··· ENTRIES SHOWN

PR #26, opened 2019-05-02
feat: caption

### LINKED ISSUE #17: Caption component & image adjustments
Captions on the Carbon site are built into the image component. With the removal of the need for the offset class, we don't need the image component as a default. We can just place inside our `<Col>` component to have it display at the correct width. 

However, this means we need a separate Caption component

`<Caption>This is the caption</Caption>`
or
`<Caption className="my-custom-class">This is the caption</Caption>`

html output should be
```
<div class="bx--col-lg-4 bx--col-md-4">
    <p class="bx--caption my-custom-class">Glyph usage in Buttons</p>
</div>
```
sass
```
padding-top: $spacing-03;
margin-bottom: $spacing-06;
margin-top: -$spacing-06; // to account for default spacing below images
```

- Update default image styles to have margin-bottom: `$spacing-06`

alisonjoseph:
closes #17

### DIFF
--- a/packages/example/src/data/nav-items.yaml
+++ b/packages/example/src/data/nav-items.yaml
@@ -4,6 +4,8 @@
       path: /component-examples/demo
     - title: DoDontExample
       path: /component-examples/DoDontExample
+    - title: Caption
+      path: /component-examples/Caption
     # - title: ImageComponent
     # path: /component-examples/ImageComponent
 - title: Contributing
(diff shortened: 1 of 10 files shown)


vpicone:
What if instead of depending on the row/column relationship, we have a fullWidth prop. So the default class has width 100 with a separate class that apply a the responsive styles. Unless they send the fullWidth prop, we add on the responsive class as well. 

Then we can reuse that responsive class in other components as well.

alisonjoseph:
I'm worried that is overcomplicating what should be a super simple component. Since the goal is to make this easy for non-devs to use these components in markdown.

vpicone:
I think just the one Boolean prop would be worth the flexibility. If someone wanted to use a caption in their own component or container they would be out of luck.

······

▶ [YOUR ASSIGNMENT] The response has to match the records above word for word.

▶ [ANSWER TO THIS PROBLEM]
PR #26, opened 2019-05-02
feat: caption

### LINKED ISSUE #17: Caption component & image adjustments
Captions on the Carbon site are built into the image component. With the removal of the need for the offset class, we don't need the image component as a default. We can just place inside our `<Col>` component to have it display at the correct width. 

However, this means we need a separate Caption component

`<Caption>This is the caption</Caption>`
or
`<Caption className="my-custom-class">This is the caption</Caption>`

html output should be
```
<div class="bx--col-lg-4 bx--col-md-4">
    <p class="bx--caption my-custom-class">Glyph usage in Buttons</p>
</div>
```
sass
```
padding-top: $spacing-03;
margin-bottom: $spacing-06;
margin-top: -$spacing-06; // to account for default spacing below images
```

- Update default image styles to have margin-bottom: `$spacing-06`

alisonjoseph:
closes #17

### DIFF
--- a/packages/example/src/data/nav-items.yaml
+++ b/packages/example/src/data/nav-items.yaml
@@ -4,6 +4,8 @@
       path: /component-examples/demo
     - title: DoDontExample
       path: /component-examples/DoDontExample
+    - title: Caption
+      path: /component-examples/Caption
     # - title: ImageComponent
     # path: /component-examples/ImageComponent
 - title: Contributing
(diff shortened: 1 of 10 files shown)


vpicone:
What if instead of depending on the row/column relationship, we have a fullWidth prop. So the default class has width 100 with a separate class that apply a the responsive styles. Unless they send the fullWidth prop, we add on the responsive class as well. 

Then we can reuse that responsive class in other components as well.

alisonjoseph:
I'm worried that is overcomplicating what should be a super simple component. Since the goal is to make this easy for non-devs to use these components in markdown.

vpicone:
I think just the one Boolean prop would be worth the flexibility. If someone wanted to use a caption in their own component or container they would be out of luck.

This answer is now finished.